> _EXERCISE REQUIREMENTS_
Only one stretch of the listing below is wanted. Give it again exactly, from the line with "Issue #131, opened 2026-07-27" through the line with "The current Chat".
:: RECORD EXCERPTS ::
PR #177, opened 2026-08-03
Dictation improvements

lucasnewman:
1) Use option + command for hands-free to avoid accidental activations when e.g. option-clicking
2) Allow dismissing dictation from the global overlay widget
3) Allow deleting individual transcripts or clearing all from the library
4) Show a "NEW" badge on the Extensions tab to allow for feature discovery for new and existing users, ask for mic permissions when enabling the dictation extension


Lazarus-931 (approved):
conflict, lgtm otherwise!

PR #178, opened 2026-08-03
Added Hugging Face LoRA adapter management

Yavaren:
## What changed

This PR adds LoRA adapter support for language models.

Adapters can now be found and downloaded from Hugging Face directly from the model configuration panel. Installed adapters can be selected, activated, paused during download, or deleted.

On the server side, adapters are validated before loading, including their configuration and compatibility with the selected base model. GGUF repositories are excluded.

I also added clearer download progress and error handling.

## Current scope

This supports adapters downloaded from Hugging Face only. Importing adapters from arbitrary local directories is intentionally not included in this PR.


Lazarus-931:
hi @Yavaren, thanks for the pr. i think this warrants a careful approach, do you have a visual of what this looks like?

and i think mlx-vlm downstream requires datasets>=2.19.1 as well for lora

Yavaren:
Hello @Lazarus-931! I attached all of the visuals. The adaptor selector is available through the model configuration panel or models page. 

I had a talk with Prince today regarding the looks and usability and got positive feedback. I am really looking forward to hear what you think!



Screenshot 2026-08-03 at 8 27 27 PM
Screenshot 2026-08-03 at 8 23 42 PM
Screenshot 2026-08-03 at 8 23 55 PM
Screenshot 2026-08-03 at 8 24 19 PM

Lazarus-931:
I think this is nice, lgtm!

merge conflicts btw

Yavaren:
@Lazarus-931 fixed the conflicts

Lazarus-931:
new conflicts!

PythonDistribution/Overlay/nativ_adapter_loader.py
```diff
@@ -0,0 +1,492 @@
...
+import argparse
+import json
+import math
+import os
+from dataclasses import asdict, dataclass
+from pathlib import Path
+from typing import Any, Mapping, Sequence
+
+
+LORA_SUFFIXES = (".lora_a", ".lora_b")
```
lucasnewman, line 12: Should this live in `mlx-vlm` instead, or is there a reason it has to be an overlay?

PythonDistribution/Requirements/mlx-vlm-server-macos-arm64.txt
```diff
@@ -30,7 +30,7 @@ miniaudio==1.71
 mlx-audio>=0.4.7
 mlx-lm==0.31.3
 mlx-metal>=0.32.0
-mlx-vlm>=0.6.8
+mlx-vlm==0.6.8
```
lucasnewman: We shouldn't pin specific revisions if possible, >= is actually what we want.

lucasnewman:
@Yavaren Looks cool! I had a couple of questions/comments inline but overall this seems good.

PythonDistribution/Overlay/nativ_adapter_loader.py
Yavaren: I agree we should add mlx-vlm long-term. Right now standard PEFT adapters are packaged differently, so their settings and weights need to be converted before mlx-vlm can use them. It also loads weights with strict=False so unmatched keys can be silently skipped.

PythonDistribution/Requirements/mlx-vlm-server-macos-arm64.txt
Yavaren: Agreed, my bad. Will fix right now.

PythonDistribution/Overlay/nativ_adapter_loader.py
lucasnewman: But the conversion is just remapping keys, right? I think this should just live in `mlx-vlm` since it's useful there too, and generally we're trying to keep the python overlay as minimal as possible here so we can consolidate effort for fixing bugs and maintenance of models in the server instead of split across two different surface areas. FWIW I don't think this should be a major lift, there's already some amount of LoRA support in `mlx-vlm` today that we can extend.

Yavaren: Yes, you are right. I had a call with Prince, he showed me something. Thanks a lot for pointing this out!

Yavaren: Lucas, do you have any specific plans for extending LoRA support in mlx-vlm?

lucasnewman: @Yavaren I didn't, but feel free to ping me if you want to chat about it or have a specific request.

PR #179, opened 2026-08-03
Sidebar: collapsible sections plus a collapse-all toggle

Lazarus-931:
The Pinned, Folders, and Sessions headers were static text, so the only thing that collapsed in the sidebar was an individual folder. Give each section a chevron matching the folder one, and add a single control that folds every section and folder at once.

Section state lives in NativSettings (three Bools, decoded with decodeIfPresent so existing installs default to expanded) and persists via the existing settings didSet. Per-folder state keeps using ChatFolder.isCollapsed; setAllFoldersCollapsed writes all folders with one saveFolders call.

The three headers now share one sidebarSectionHeader builder rather than repeating the chevron, with the Folders "new folder" button passed in as a trailing slot. Dropping a chat onto a collapsed Pinned or Sessions section expands it first, so the moved chat stays visible.

Collapse-all is reachable from the sidebar action bar and from a Collapse All Sections menu item, routed through ControlPanelNavigation's existing request-counter pattern.

looks like:

https://github.com/user-attachments/assets/01d48482-ce25-49e4-b597-0de873a9956d

### DIFF
--- a/Sources/Nativ/AppDelegate.swift
+++ b/Sources/Nativ/AppDelegate.swift
@@ -563,6 +563,11 @@ final class AppDelegate: NSObject, NSApplicationDelegate, NSMenuDelegate {
         showMainWindow()
     }
 
+    func toggleAllSidebarSections() {
+        controlPanelNavigation.collapseAllSections()
+        showMainWindow()
+    }
+
     func increaseChatFontSize() {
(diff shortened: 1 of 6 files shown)


Blaizzy (approved):
LGTM, thanks!

Issue #131, opened 2026-07-27
Guide chat image generation when no image model is selected


Blaizzy:
## Problem

Chat image generation silently becomes unavailable when no image-generation model is activated in the Models tab.

The current Chat request builder only advertises `generate_image` and `edit_image` when `imageGenerationModelID` is already set. If it is unset, the language model receives no image tools and cannot explain what is missing, list installed image models, or help the user select one.

This is especially confusing because the Images tab can fall back to an installed/default image model while Chat still has no configured model.

## Expected behavior

A tool-capable chat model should guide the user through image-model selection before attempting generation.

1. When the user asks to generate an image, determine whether an image-generation model is currently selected or loaded.
2. If no model is selected but compatible image-generation models are installed:
   - list the installed compatible models by display name and repository/model ID;
   - ask the user which one to use;
   - do not start generation until the user selects one.
3. After selection, retain the selection for the chat request/session and invoke image generation with the exact selected model ID.
4. The image-generation request must explicitly pass the selected model name/ID rather than relying on an implicit global default.
5. If no compatible image-generation models are installed, tell the user to download one from the Models tab and do not attempt generation.
6. If editing an image, only offer models that support the required image-editing capability.

## Suggested flow

```text
User: Generate an image of a mountain lake.

Assistant: No image-generation model is selected. Installed models:
1. flux2-klein-4b-8bit — mlx-community/flux2-klein-4b-8bit
2. FLUX.2-klein-4B — black-forest-labs/FLUX.2-klein-4B

Which model should I use?

User: Use the first one.

Assistant tool call:
generate_image(
  model: "mlx-community/flux2-klein-4b-8bit",
  prompt: "A mountain lake..."
)
```

If none are installed:

```text
No compatible image-generation model is installed. Download one from the Models tab, then try again.
```

## Implementation notes

- Do not hide every image-related capability solely because `settings.imageGenerationModelID` is `nil`.
- Give Chat access to the locally discovered image-generation models and their capabilities.
- Add an explicit `model`/`model_id` argument to the image-generation tool contract, or otherwise make the selected model ID part of the tool execution request.
- Validate that the requested model is installed and supports generation/editing before execution.
- Define whether the chat choice is session-scoped or also updates the global preload selection; avoid silently changing global preload state without a deliberate product decision.
- The Images tab and Chat should use the same model resolution rules.

## Acceptance criteria

- [ ] With a preselected image model, Chat generates using that exact model.
[...]

PR #215, opened 2026-08-05
LLM image generation tool calling feature request #131

Yavaren:
Summary
Adds image generation and editing tool calling to chat.
When the LLM requests an image operation, the app checks the models installed locally and filters them by the required capability. If there isn’t already a compatible model selected for the chat, the user sees a native model picker. The selected model is validated and remembered for future image requests in that chat.
Model selection is handled entirely by the app—the LLM never provides or controls model identifiers. This prevents invalid, escaped, or hallucinated model IDs from breaking image generation.
If no compatible image model is installed, the app explains that one needs to be downloaded from the Models page.


Yavaren:
Here are some UI components of the update by each state

No image model installed
Screenshot 2026-08-05 at 10 15 09 PM


LLM is asking you to select one installed image model
Screenshot 2026-08-05 at 10 14 18 PM


Image generation is completed
Screenshot 2026-08-05 at 10 14 28 PM


Image editing (runs on a previously selected image model)
image

lucasnewman (approved):
LGTM, thanks!

PR #216, opened 2026-08-05
fetch model size using async calls, cached

Lazarus-931:
instead of doing local calculations like in #214, we'd instead make async calls to hf for model size, addresses the issue of inaccurate model param report


Lazarus-931:
@lucasnewman,

so i closed #214 and instead made it a backup incase the async doesn't work(d38256d)

async does like under 200ms and was near instant

https://github.com/user-attachments/assets/3936dcd2-acee-4546-81be-ca842ce4476c

lucasnewman (approved):
Nice!

PR #217, opened 2026-08-05
Fix hub discover pagination: filter at the API + paginate over visibl…

Lazarus-931:
The discover search fetched top-sorted safetensors models capability-agnostic and only filtered by capability/access client-side after slicing a raw page, so pages showed a varying count and Trending/Downloads for image models could come back empty. Map a single selected capability to a HuggingFace pipeline_tag so the API returns matching models, re-fetch when the capability/access filters change, and paginate over the filtered (visible) results so every page holds a consistent count.

Discovered while doing #216, and below is what it used to look like: 

https://github.com/user-attachments/assets/be0721a3-e142-4474-9ba8-41daec08f74f


lucasnewman (approved):
Good catch!

PR #218, opened 2026-08-06
permission setup during onboarding

Lazarus-931:
WIP of setting up all setting permissions for users during the onboarding phase.

https://github.com/user-attachments/assets/7b4109d3-c22a-447e-9a57-d53e29a2ad46

### DIFF
--- a/Sources/Nativ/Features/Settings/NativPermissionsCard.swift
+++ b/Sources/Nativ/Features/Settings/NativPermissionsCard.swift
@@ -106,11 +106,11 @@ struct NativPermissionsSummary: View {
         let outstanding = store.outstandingPermissions.count
         switch outstanding {
         case 0:
-            return "All set. Nativ has everything it needs."
+            return "All voice permissions are on."
         case 1:
-            return "1 permission still needed."
+            return "1 optional permission is off."
         default:
-            return "\(outstanding) permissions still needed."
+            return "\(outstanding) optional permissions are off."
         }
     }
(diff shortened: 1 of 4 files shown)


lucasnewman:
I think we should soften the language here from "needed" to "optional", as these permissions could been seen as pretty invasive (it allows the app to record and control everything on your device), and we don't actually need them unless you enable the voice dictation feature. The app is perfectly useful without them enabled.

lucasnewman:
@Lazarus-931 Also, where is the "Add a voice" feature coming from in your video? Is that just a local change? We definitely don't want to use Kokoro by default...

Lazarus-931:
> @Lazarus-931 Also, where is the "Add a voice" feature coming from in your video? Is that just a local change? We definitely don't want to use Kokoro by default...

yeah it's a local dev version

Lazarus-931:
Screenshot 2026-08-06 at 1 30 15 PM

Blaizzy:
Why do we need screen recording ?

Blaizzy:
Why do we need voice and kokoro?

Lazarus-931:
> Why do we need screen recording ?


Screenshot 2026-08-06 at 1 48 12 PM

Lazarus-931:
> Why do we need voice and kokoro?

voice permission? for audio?

kokoro is local dev, ignore

lucasnewman (approved):
🙏

PR #221, opened 2026-08-06
Fix user prompt layout breaking when clicked

Yavaren:
## Summary

Fixes a layout issue introduced with selectable user prompts in #201.

Clicking a user prompt could cause its text to become clipped inside the message bubble. The selectable prompt now uses a stable text view that keeps the same layout when focused while preserving text selection, copying, wrapping, and font scaling.


lucasnewman (approved):
LGTM

Blaizzy:
This PR tests are failing

PR #222, opened 2026-08-06
Sidebar UI improvements

lucasnewman:
1) Improve disclosure arrow styling and layout
2) Hide Pinned and Folders when they are empty so we can keep it clean. Entering selection mode will show the empty groups, and pinning a session will automatically make it visible, etc
3) Fix an animation block applying to the whole control panel and making quick clicks between views fail to register

Screenshot 2026-08-06 at 11 14 19 AM
Screenshot 2026-08-06 at 11 14 32 AM


Lazarus-931:
yes, this was actually my doing, thanks :)

Lazarus-931 (approved):
👍🏽

PR #224, opened 2026-08-07
Feature/routines chat first

Lazarus-931:
supersedes #203, where "Routines" page is removed and the UI follows a much simpler approach.

Users create recurrent routines from exiting or same button used by chat creation, and this marks chats with a sign to symbolize recurrent routine.

https://github.com/user-attachments/assets/f288acb7-f040-437b-8d81-465ba9df8225

Users can't delete a chat without approving it's a recurrent job as well:

Screenshot 2026-08-07 at 8 08 30 AM


lucasnewman (approved):
Looks good!

PR #225, opened 2026-08-07
Check to make sure all shards are downloaded for sharded VLM/LM models

lucasnewman:
Inspired by https://github.com/Blaizzy/nativ/pull/8 but a little bit of a different approach -- use the shard manifest to make sure all shards are present before declaring the model downloaded and usable. The project file was also out of date so I regenerated it as well.


Lazarus-931 (approved):
lgtm!

PR #227, opened 2026-08-08
Fold image generation into chat; remove the standalone Images tab

Lazarus-931:
long over do pr for merging image gen into chat

I think this frees up navbar and seems more natural to users who never used a sep chat and image feature in other model platforms.


lucasnewman:
This means users won't be able to use image models standalone without a language model that supports tool calling, fwiw, which is why the image view exists, but go for it if you thinks that's reasonable / discoverable.

lucasnewman (approved):

Blaizzy (changes requested):
I agree with Lucas here.

The idea is not to remove the image generation page but rather place it in within the chat window as a tab, the same way you have chat and cowork for example.

Image

PR #228, opened 2026-08-08
nativ cli

Lazarus-931:
**Commands**
- `run` — one-shot completion (streams; `--system`, `--image`, `--json`, stdin)
- `chat` — interactive REPL (`/model`, `/system`, `/reset`, `"""` multiline)
- `serve` / `stop` / `status` — manage the bundled server (`serve -d` waits until ready)
- `models list | use | pull | rm` — list loaded + locally-cached models, set default, download, remove
- `embed` — text embeddings
- `image` — image generation
- `transcribe` — speech-to-text
- `audio speak` — text-to-speech (the `audio` group grows into separation/enhancement/sfx as the engine exposes those endpoints)
- `config show | set | path` — the app writes `cli.json`; this configures the CLI standalone
- `agent` — a full reference for coding agents (markdown or `--json`)

**Design**
- **Contract = the engine, not new logic.** Inference goes through the server's OpenAI-compatible API; the CLI carries only a thin HTTP client, no reimplementation of engine behavior. Per-capability models (chat/embedding/image/stt/tts) resolve flag → env → `cli.json` → default.
- **Decoupled.** The only app touchpoint is `cli.json`, so Nativ internals can change without breaking the CLI, and the same binary works against a local *or* remote server.
- **Tested.** Unit tests cover SSE parsing, multipart framing, and config resolution; verified end-to-end against a real mlx-vlm server (chat/embeddings/models/config all green).

**Direction (follow-ups)**
Make the inference commands server-aware with a local fallback — reuse the running server when present, otherwise cold-load via the bundled engine CLI — so the CLI works whether or not the app is open. Offline tooling (`convert`) will shell straight to the engine rather than being reimplemented.

---

*Note on the `agent` command:* it exists so a coding agent can learn the whole CLI in one cheap call instead of probing `--help` or the repo. Quick measurement — two fresh agents asked to produce a full usage guide, one told about `nativ agent`, one left to figure it out:

| | Without `agent` | With `agent` |
|---|---|---|
| Tokens | ~38,400 | ~18,600 |
| Tool calls | 9 | 1 |
| Wall time | 172 s | 48 s |
| Result | reached a wrong conclusion | correct + complete |

≈2× fewer tokens, one call instead of nine, and it avoided a mistaken finding. (n=1 per side — a broader multi-model run is planned.)


Blaizzy:
> ~~transcribe~~
> audio ~~speak~~

The resulting api arg should be:

`audio --task [tts, stt, sts, vad, lid] `

Where the tasks are the same as in mlx-audio.

Blaizzy:
Regarding the agent, thanks for sharing the results, it does indeed provide great time savings!

Could you share the inputs and traces as well?

Lazarus-931:
Reran as a clean A/B — the difference is baked into the **binary**, not the prompt.

## Reproduction

Two builds of the **same commit**; in one, the `agent` command is removed entirely (no trace of it in `--help`). Two fresh agents (independent contexts, same model) each get the **identical** prompt — no hint about `agent`, no restriction:

> Learn how to use the `nativ` CLI (binary: `<binary>`), then write a short usage guide covering all its commands.

So the only variable is whether `agent` exists and is self-discoverable via `--help`. Token usage is measured by the runtime.

## Results

| | no `agent` | `agent` present (no hint) |
|---|---:|---:|
| Tokens | 44,623 | 26,612 |
| Tool calls | 13 | 8 |
| Wall time | 140 s | 102 s |

With `agent` in the binary — found on its own via `--help`, never hinted — the agent used **~40% fewer tokens** and fewer tool calls. Without it, the agent fell back to reading `--help` across every subcommand and then the source files.

n=1 per side (agent behavior is stochastic), but the direction is consistent across runs: a self-documenting `agent` command is a cheap entry point for coding agents, with no downside when it isn't used.

Blaizzy:
The tests fail

Also, have you updated to wrap the mlx-vlm CLI tools as we spoke or this is more of temporary solution till we build it in mlx-vlm?

Lazarus-931:
> The tests fail
> 
> Also, have you updated to wrap the mlx-vlm CLI tools as we spoke or this is more of temporary solution till we build it in mlx-vlm?

this is a temp solution, but i think i can push upstream pr so i'll do that before changing this to full supported wrap

PR #229, opened 2026-08-08
chat title shimmer

Lazarus-931:
Until model output is done, chat name in navbar shimmers to signal model is generating

https://github.com/user-attachments/assets/067be0e7-3eb8-4db7-8210-01bc0abcae5b

also some glitches with renaming fix

### DIFF
--- a/Sources/Nativ/ControlPanelView.swift
+++ b/Sources/Nativ/ControlPanelView.swift
@@ -3819,6 +3819,11 @@ private struct ControlPanelRecentSessionRow: View {
                         .onExitCommand {
                             isRenaming = false
                         }
+                        // Clicking away ends the rename (commit) instead of
+                        // leaving a stuck field/caret that swallows clicks.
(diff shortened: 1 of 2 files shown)


lucasnewman:
The shimmer in the sidebar seems a little bit distracting? I think it looks good in the "Working" thinking area though. Maybe if it's slowed down and a bit subtler?

Lazarus-931:
> The shimmer in the sidebar seems a little bit distracting? I think it looks good in the "Working" thinking area though. Maybe if it's slowed down and a bit subtler?

made it softer, closer to how the collapsible reasoning/"thinking" panel inside the chat transcript was

lucasnewman:
Can you check to make sure this isn't increasing baseline cpu usage? Otherwise seems ok to me.

Lazarus-931:
> Can you check to make sure this isn't increasing baseline cpu usage? Otherwise seems ok to me.

nope, title shimmer does not increase baseline CPU

Issue #226, opened 2026-08-07
Server startup fails entirely when the preloaded speech-to-text model can't load — should degrade gracefully


rymalia:
> *This was generated by AI during triage.*

## Summary

If the selected speech-to-text model fails to load during server startup, the entire `mlx-vlm-server` process exits (status 3) — even though the language model had already loaded successfully seconds earlier. The app then appears completely broken: no chat, no models, and the server crash-loops on every restart until the user figures out that the *speech* model is the culprit and deselects it.

A missing optional capability (dictation) shouldn't kneecap the whole application. Startup should degrade gracefully: log the audio-model failure, surface it in the UI, and continue serving the language model.

## Environment

- Nativ 0.2.2, installed from the latest release DMG
- macOS 26, Apple silicon
- Speech models tried: `aufklarer/Qwen3-ASR-0.6B-MLX-4bit` and `aufklarer/Qwen3-ASR-1.7B-MLX-8bit` (both fail the same way)
- Language models tried: `Qwen/Qwen3-1.7B`, `LiquidAI/LFM2.5-1.2B-Instruct-MLX-8bit`, `mistralai/Ministral-3-3B-Instruct-2512` — **all load successfully** before the crash

## Steps to reproduce

1. In Nativ, select a language model and one of the `aufklarer/Qwen3-ASR-*-MLX-*` speech-to-text models for preload.
2. Start the server (or launch the app).
3. The language model preloads fine, then the speech-model preload throws, FastAPI's lifespan aborts, and the server exits with status 3. Repeat forever.

## Log excerpt

```
2026-08-07 16:34:57,050 - INFO - Model and processor loaded successfully.
2026-08-07 16:34:57,050 - INFO - Language model ready, continuous batching enabled.
2026-08-07 16:34:57,050 - INFO - Pre-loading speech-to-text model: aufklarer/Qwen3-ASR-1.7B-MLX-8bit
...
OSError: Can't load feature extractor for '/Users/.../models--aufklarer--Qwen3-ASR-1.7B-MLX-8bit/snapshots/e5450a2...'.
... make sure '<snapshot path>' is the correct path to a directory containing a preprocessor_config.json file

fastapi.exceptions.HTTPException: 500: Failed to load audio model: Can't load feature extractor for ...
ERROR:    Application startup failed. Exiting.

mlx-vlm-server stopped with status 3
```

[...]

PR #231, opened 2026-08-08
Skip pre-loading a speech model that cannot load

Lazarus-931:
When a selected speech-to-text model can't load, pre-loading it aborts server startup and takes chat down with it (#226); this detects that case before launch and starts the server without --stt-model, logging which model was skipped and why, so a broken dictation model can no longer brick the app, complementing the upstream fix in https://github.com/Blaizzy/mlx-vlm/pull/1814, which this does not depend on.


lucasnewman (approved):
LGTM

PR #455, opened 2026-09-01
Bulk Selection for the Installed Models Page

Lazarus-931:
## Summary

- Add an explicit **Select** action beside Refresh on the Installed Models page.
- Keep bulk-selection controls pinned above the model list so they remain visible while scrolling.
- Support full-row selection, Select All/Deselect All, and confirmed bulk deletion.
- Introduce reusable bulk-selection state and controls for later component-scoped PRs.

Also made search outline slightly darker and removed the divider above it

https://github.com/user-attachments/assets/d005708f-0efb-4747-9c12-7ee3b9ac83ab


lucasnewman (approved):
Looks great, thanks!

PR #462, opened 2026-09-02
Rebuild chat message rendering

Yavaren:
This replaces the previous textual and chunk based chat renderer with a dedicated SwiftUI rendering pipeline built on MarkdownUI. Streaming and completed responses now use the same rendering path, which prevents messages from changing structure when generation finishes.
The renderer supports Markdown, syntax highlighted code, inline and block mathematics, links, tables, lists, and the existing text scaling behavior. Parsed content and highlighted code are cached to avoid repeating expensive work while scrolling or streaming.
Message views retain their natural intrinsic height, allowing very long responses to render completely without clipping.
This also adds tests covering long response height, streaming and completed rendering, and protection against an additional Markdown document background. Existing message actions and chat functionality are unchanged.


project.yml
```diff
@@ -18,6 +18,15 @@ packages:
   textual:
```
lucasnewman, line 18: If we're no longer using Textual we can pull out the dependency.

lucasnewman:
@Yavaren You should merge main since I made some presentation changes to support grouped tool calls but overall this looks like a nice improvement!

Yavaren:
> @Yavaren You should merge main since I made some presentation changes to support grouped tool calls but overall this looks like a nice improvement!

got it, thanks! There will be another PR in this stack in about 30 minutes. If you are running long chats there a bug that makes generation very slow (only ui problem), models that usually run at 250 tokps run at 7tokps in long chats.

The next pr will fix it.

project.yml
Yavaren: But it is still used for model READMEs and audio summaries

lucasnewman: Ok, no worries then.

lucasnewman (approved):

PR #464, opened 2026-09-02
Rebuild chat transcript scrolling

Yavaren:
This rebuilds the transcript around stable message identities, a dedicated bottom scroll target, and explicit tracking of scroll geometry and user interaction. It removes the LazyVStack based transcript and the previous ScrollPosition implementation that could produce incorrect content measurements, clipped messages, and unstable scrolling in long chats.
Automatic scrolling now follows new content only when the user is already near the bottom or when generation is active and the user has not intentionally scrolled away. Manual scrolling pauses automatic movement, returning to the bottom resumes it, and direct navigation to a specific message continues to work.
Streaming scroll updates are isolated in a small observation boundary so each token does not invalidate and rebuild the entire chat page. Message rows remain equatable and use their existing stable identifiers, limiting updates to the message whose content actually changed.
The composer is moved into the normal page layout instead of being positioned over the transcript using continuously measured heights. This removes unnecessary geometry updates and prevents the composer shade from overflowing into generated message parameters.


lucasnewman:
@Yavaren This one needs a merge.

PR #466, opened 2026-09-02
Improved draft model discovery

lucasnewman:
This updates the heuristics for draft model discovery to match `mlx-vlm`, and significantly improves our ability to detect draft models of all types (MTP, DFlash, DSpark, etc)


Lazarus-931 (approved):
thanks this is awesome!

PR #467, opened 2026-09-02
Stack/chat stream relay

Yavaren:
Coalesce high-frequency streaming deltas before main-actor delivery. Publish transcript updates at a smooth 20 Hz cadence. Preserve pending content, reasoning, and the latest generation metrics. Flush pending output on completion and discard it on cancellation.

Users will experience a much better experience during inference in long chats. Previously, small models would generate at 7-10 tok/s in long chats (even though in short chats their performance is about 250 tok/s).


Lazarus-931:
nice, quick question does this changes model performance or the speed of which text renders for very fast models?

Yavaren:
> nice, quick question does this changes model performance or the speed of which text renders for very fast models?

Nope, it changes the render speed. It batches generated tokens and refreshes the chat 20 times per second, so fast models don’t trigger a separate UI render for every token.

lucasnewman (approved):

PR #468, opened 2026-09-02
Add draft model selection to the chat model picker

lucasnewman:
This makes it simple to find and use available draft models for a given model.

https://github.com/user-attachments/assets/424be3fe-d377-42ba-b6b9-d1286be3fe9b


lucasnewman:
If there are no draft models available, a "Find Draft Model..." item appears which jumps to the discover tab filtered to draft models that are published.

PR #469, opened 2026-09-02
Reorder navigation in the sidebar

lucasnewman:
This is based on what I think would be frequency of use for each section, but open to alternative viewpoints.

Screenshot 2026-09-02 at 11 21 00 AM


Lazarus-931:
yeah i think model deserves higher placement as well, and overall the placement looks much better imo

Lazarus-931 (approved):

PR #473, opened 2026-09-02
unsupported model UI badge

Yavaren:
Shows a UI error when an unsupported model is rejected.

image


lucasnewman (approved):

lucasnewman:
@Yavaren Tests are failing

PR #475, opened 2026-09-03
Add model pinning

Yavaren:
This PR adds model pinning to the installed models list.

Pinned models appear in a separate section at the top of the list. Models can be pinned or unpinned using the pin button, context menu, or actions menu. Pins are stored with the existing app settings and removed when a pinned model is deleted.

image


lucasnewman (approved):
Nice!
:::
> _RESULT_
Issue #131, opened 2026-07-27
Guide chat image generation when no image model is selected


Blaizzy:
## Problem

Chat image generation silently becomes unavailable when no image-generation model is activated in the Models tab.

The current Chat request builder only advertises `generate_image` and `edit_image` when `imageGenerationModelID` is already set. If it is unset, the language model receives no image tools and cannot explain what is missing, list installed image models, or help the user select one.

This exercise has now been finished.